A background

Multi-terminal scenario: The mobile phone, PC, and PAD synchronize messages

Message storage model

Generally, the core architecture of IM system is divided into three parts: message management module, message synchronization module and notification module. The functions of these three modules are as follows:

  • The message management module is mainly responsible for receiving and storing messages.
  • The message synchronization module is mainly responsible for storing and pushing downlink message data and its status.
  • The notification module is mainly responsible for maintaining third-party channels and notification functions.

The core of message management module is message storage model. The selection of storage model directly affects the realization of message synchronization module. Message, session, session and message organization are implemented in different ways in the mainstream IM systems, but there are no more than two forms: write-spread read aggregation and read-spread write aggregation. Read/write diffusion is the form in which messages are stored in a group session, as described below.

  • In a read-spread scenario, messages belong to the session, which is equivalent to storing a conversation_MESSAGE table in the database that contains all messages generated by the session. The advantage of this storage mode is that the message storage efficiency is high, only the binding relationship between the session and the message can be saved.
  • In the write-spread scenario, the messages generated by the session are delivered to the Message_Inbox table, which is similar to the inbox for personal mail and holds all the sessions of the individual, with messages in the session arranged in the chronological order in which they were generated. The benefit of this form of storage is flexible message state management, where each message in the session can present a different state to a different recipient.

If read diffusion is adopted, the efficiency of data consistency processing and data change becomes the bottleneck of system performance in the scenario of concurrent data modification. Therefore, the case described below takes a write-spread approach to implementing the message storage model to support higher update performance at a higher storage cost.

Three message synchronization modules

The core problem of multi-terminal synchronization lies in the consistency of multi-terminal data. The IM system needs to record the order of messages and the synchronization point of each terminal to achieve the final consistency of messages.

Since we use write diffusion to record messages, the system needs to:

  • Create a Message_Inbox for each user to store messages for that user.
  • Create an incremented SYNc_ID for each message to record the order of the messages.
  • Records the synchronization ID of the user on each client.

By comparing and synchronizing user data on each client, multi-terminal data synchronization can be achieved. The detailed implementation method is as follows.

1. Refine the data structure. A unified message data structure is extracted from various events in the IM system, such as new messages, read messages, adding and deleting session information, etc.
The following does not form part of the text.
PR #8746, opened 2026-08-30
fix(windows): strip quotes from repaired PATH

### LINKED ISSUE #7543: [Bug]: Windows PATH repair passes stray quotes through, so cmd.exe cannot find node in the integrated terminal

UtkarshUsername:
## What Changed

An example of a message data structure is as follows:

struct message {
  int type; // Business type
  string data; // Business data
}
Copy the code

2. Select a storage product. The selection basis mainly includes the following two points:

  • The system needs to assign an incremented SYNc_ID to each message in the Message_Inbox, so products used to store message data need to implement atomic-incremented queues.
  • Complete messages need to be saved to persistent storage (such as PolarDB) in the message management module of IM system, while message_Inbox data need not be stored for persistent storage and only need to be stored for a period of time (such as one week), so the storage capacity is not high.
  • The Redis version of the cloud database with counters and Sorted Sets meets these requirements.
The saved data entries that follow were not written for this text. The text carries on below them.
PR #8753, opened 2026-08-30
fix(desktop): recover from obsolete catalog keys

### LINKED ISSUE #8341: [Bug]: Orphaned safeStorage key makes connection-catalog.json permanently undecryptable, blocking all target listing on Windows
### Before submitting

### Area

apps/desktop

### Steps to reproduce

The trigger is an Electron `userData` directory that gets recreated while `~/.t3/userdata` survives. On Windows that happens on reinstall / profile reset / roaming-dir cleanup.

1. Use the desktop app so at least one connection is saved. `connection-catalog.json` is written to `%USERPROFILE%\.t3\userdata\`, encrypted via `safeStorage`.
2. Delete or let something recreate `%APPDATA%\t3code\` (the Electron `userData` dir), leaving `%USERPROFILE%\.t3\userdata\` intact.
3. Launch the app. Electron generates a fresh random `os_crypt.encrypted_key` in the new `Local State`.
4. Open Settings → Connections, or try to add/select an environment.

### Expected behavior

An undecryptable catalog should degrade gracefully — treat it as "no saved connections", log a warning, and let the next write re-key the file with the current `safeStorage` key. Losing saved connection entries is acceptable; being unable to reach the connections UI at all is not.

### Actual behavior

The connections UI is dead and no environment can be added or listed:

```
Could not list targets: ConnectionTransientError: Could not load the local connection catalog:
Error: Error invoking remote method 'desktop:get-connection-catalog':
DesktopConnectionCatalogStoreProtectionError: Desktop connection catalog protection failed
during decrypt-catalog at C:\Users\<user>\.t3\userdata\connection-catalog.json.
```

Labelled `ConnectionTransientError`, but it is permanent — every launch fails identically until the file is deleted by hand.

In `app.asar`, `connectionCatalogStore.get` maps any `safeStorage.decryptString` failure straight into a fatal `DesktopConnectionCatalogStoreProtectionError`, which propagates out of `desktop.bootstrap`. There is no fallback branch, unlike the success path that returns `Option.some(decrypted)`:

```js
safeStorage.decryptString(encryptedCatalog).pipe(
  Effect.mapError(
    (cause) =>
      new DesktopConnectionCatalogStoreProtectionError({
        operation: "decrypt-catalog",
        catalogPath,
        cause,
      }),
  ),
)
```

### Root cause (verified on my machine)

The ciphertext was encrypted with an AES key that no longer exists. DPAPI itself is healthy — this is not a Windows credential problem.

- Inner cause chain from `desktop.trace.ndjson`: `DesktopConnectionCatalogStoreProtectionError` → `ElectronSafeStorageDecryptError` → `Error while decrypting the ciphertext provided to safeStorage.decryptString`.
- `encryptedCatalog` base64-decodes to a `v10`-prefixed blob (622 bytes: `v10` + 12-byte nonce + 607 bytes ciphertext+tag), i.e. Chromium AES-256-GCM. The key lives in `%APPDATA%\t3code\Local State` → `os_crypt.encrypted_key`, DPAPI-wrapped.
- I unwrapped that key manually with `ProtectedData.Unprotect(..., CurrentUser)`: `prefix=DPAPI blobLen=283`, unprotect OK, 32-byte key. So DPAPI works and the current key is intact — it is simply a *different* key than the one used at encrypt time.
- Timestamps confirm it. `connection-catalog.json` was written **2026-07-11 15:22**. The entire `%APPDATA%\t3code` profile — `Local State`, `.updaterId`, `Cache`, `GPUCache`, `Code Cache`, `Local Storage` — is stamped **2026-08-08 00:17**. The userData dir was recreated a month after the catalog was encrypted, generating a new random key and orphaning the file.

The underlying design issue: the catalog lives in `~/.t3/userdata` but its key lives in `%APPDATA%\t3code`. Those two directories have independent lifecycles, so wiping either one alone leaves the app in a state it cannot recover from.

### Suggested fixes

1. Make `get` recover: on `decrypt-catalog` failure, fall back to an empty catalog, surface a non-fatal warning ("saved connections could not be decrypted and were reset"), and re-key on next write. Cheapest fix and it turns a hard block into a soft reset.
2. Optionally move the catalog into the Electron `userData` dir alongside `Local State`, or add a plaintext key-fingerprint field so a key mismatch is detectable and self-healing rather than an exception.
3. Reclassify — this surfaces as `ConnectionTransientError`, which is misleading for a permanently unrecoverable state.

### Impact

Blocks work completely

### Version or commit

0.0.34 (Alpha)

### Environment

Windows 11 Pro build 26200 (10.0.26200), WSL2 backend (Ubuntu 24.04.4 LTS, kernel 6.18.33.2-microsoft-standard-WSL2)

### Logs or stack traces

```shell
DesktopConnectionCatalogStoreProtectionError: Desktop connection catalog protection failed during decrypt-catalog at C:\Users\<user>\.t3\userdata\connection-catalog.json.
    at resources\app.asar\apps\desktop\dist-electron\main.cjs:15880:225
    at desktop.connectionCatalogStore.get (main.cjs:15886:25)
    at desktop.ipc.connectionCatalog.get (definition) (main.cjs:15905:25)
    at desktop.ipc.method (main.cjs:720:122)
    at desktop.ipc.invoke (main.cjs:669:68)
    at desktop.ipc.registerInvoke (main.cjs:27741:13)
    at desktop.ipc.installHandlers (main.cjs:28717:9)
    at desktop.bootstrap (main.cjs:28725:23) {
  [cause]: ElectronSafeStorageDecryptError: Electron safe storage failed to decrypt a string.
      at catch (main.cjs:1349:22) {
    [cause]: Error: Error while decrypting the ciphertext provided to safeStorage.decryptString.
        at try (main.cjs:1348:36)
  }
}
```

### Workaround

Quit the app, delete (or rename) `%USERPROFILE%\.t3\userdata\connection-catalog.json`, relaunch, and re-add the connection. Saved connection entries are lost; `clerk-tokens.json`, `secrets/`, and `state.sqlite` are unaffected.

### Related

- #4750 — `connection-catalog.json` non-atomic writes; a corrupt document bricks the app permanently. Same "unreadable catalog is fatal" failure mode, different cause (corruption vs. orphaned key). A recovery path in `get` would cover both.
- #4991 — identical user-facing `Could not list targets` message, but from `DesktopConnectionCatalogStoreMigrationError` / `read-legacy-secret` rather than `decrypt-catalog`.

3. Use the Hash structure of the cloud database Redis to store the synchronization ID of each user on the client.

Four scenarios

The following figure shows a detailed implementation of multi-endpoint synchronization based on a case study.

After the new message is stored in the database, the message push logic is triggered. The system obtains the current point of all client devices based on the user name, and then obtains all messages from the message queue to the latest point, and then pushes them to the client device. After push, update the current point information of the device. Sample code for the key steps is shown below.

4.1 Importing New Messages into the Database

sync_id = INCR bob
ZADD bob $sync_id message:{type:new_message, data:"{msgid:991,cid:123,text:"hello"}"}
Copy the code

4.2 Obtaining message Range:

ZRangeByScore bob 100103 100310
Copy the code

4.3 Obtaining point Locations of Client Devices

4.4 Adding or Updating client Device Information:

HSET bob dev_1001 100103
HSET bob dev_1002 100202
Copy the code

conclusion

IM communication has become one of the most common communication methods in the Internet environment. With the rich data structure of Redis version of cloud database, you can build a highly available IM system. Not only the message synchronization module mentioned in this article, but also the message storage module of IM system can be accelerated using Redis, and finally build a reliable IM system that supports large-scale access.